The scenario: we were working on a prototype project that would yield
preferential standards for implementation around a certain set of components.
Our team consisted of 7 people. Roughly 2 months worth of effort, given the
systems involved. Our objective was to present a unified opinion for
implementation standards of said components, with everyone on the team
supporting the opinion. I was the lead engineer of the group, and we reported
to a VP/Eng.

At the conclusion of the project, we had evaluated multiple approaches as a
group and prepared to make a suggestion for presentation to the eng group as a
whole. In the process of doing so, one engineer pushed for an approach that
had been rejected by everyone on the team. Despite our reasons for rejection,
this engineer refused to advocate for another approach that the rest of the
team had coalesced around. We went to our VP for support, who agreed with the
findings of the rest of the team.
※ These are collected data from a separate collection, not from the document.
PR #3401, opened 2026-05-15
Dedupe session payloads at resurrection

fractalwrench:
## Goal

Alters the payload resurrection logic so that session payloads are deduped if a payload with a similar session ID exists in `payloadStorageService`, or if multiple payloads exist in `cacheStorageService` with the same ID.

This should help mitigate the frequency at which session payload HTTP requests have duplicates, although some baseline level will always be expected as it's impossible to atomically make a HTTP request and delete the file in the context of the environment we run in.

## Testing

Added unit tests.

### DIFF
--- a/embrace-android-core/src/main/kotlin/io/embrace/android/embracesdk/internal/resurrection/PayloadResurrectionServiceImpl.kt
+++ b/embrace-android-core/src/main/kotlin/io/embrace/android/embracesdk/internal/resurrection/PayloadResurrectionServiceImpl.kt
@@ -126,7 +126,8 @@ internal class PayloadResurrectionServiceImpl(
                     if (resource != null && metadata != null) {
                         cachedLogEnvelopeStore.create(
                             storedTelemetryMetadata = createNativeCrashEnvelopeMetadata(
-                                sessionPartId = nativeCrash.sessionPartId
+                                sessionPartId = nativeCrash.sessionPartId,
+                                userSessionId = nativeCrash.userSessionId,
                             ),
                             resource = resource,
                             metadata = metadata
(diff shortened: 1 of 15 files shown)


embrace-android-core/src/main/kotlin/io/embrace/android/embracesdk/internal/resurrection/PayloadResurrectionServiceImpl.kt
```diff
@@ -164,6 +169,63 @@ internal class PayloadResurrectionServiceImpl(
...
+     * Splits payloads into two collections: one that should be resurrected, and another that should be
+     * discarded.
+     *
+     * Cached session payloads can be redundant either when another cached payload has the same session
+     * ID, or when the session ID is matched by a complete payload in [payloadStorageService].
+     *
+     * Non-SESSION payloads and SESSION payloads with no encoded session IDs (legacy v1 filenames)
+     * bypass the dedupe checks.
+     */
+    private fun dedupeSessionPayloads(
```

Decision made, presentation made, and the
project is completed.

Two weeks later, I receive a call from an HR representative to schedule a
"deposition" (their words, but no lawyers involved.) They ask a ton of
questions, which progressively become more ambiguous.

    
    
      - "Have you observed anyone on the team making racial or sexist comments?"
      - "Is anyone on the team overtly driven by race, religion, gender, or a personal cause?"
      - "Have you observed anyone receiving preferential treatment on the team?"
      - "Have you noticed any problematic or contentious interactions across members of your team?"
    

It was difficult to answer definitively to these types of questions, but it
was completely intentional. The company was going out of it's way to assess
whether the accuser's claims held any merit. The company did find the
accuser's claims as meritless, but not without close examination from every
angle.

The accusation: the engineer complained they had been discriminated against by
the VP because of their gender, sexual orientation, and nationality. And the
proof, per the accuser, was that the engineer's suggested approach from our
project had been rejected. Oddly enough, the HR representative never asked me
about that aspect.

One thing I learned from that experience is that public commentary about
harassment situations isn't so simple as it is often described.

------
nickpinkston
Side note: "Therese Lawless, Vandermeyden’s attorney"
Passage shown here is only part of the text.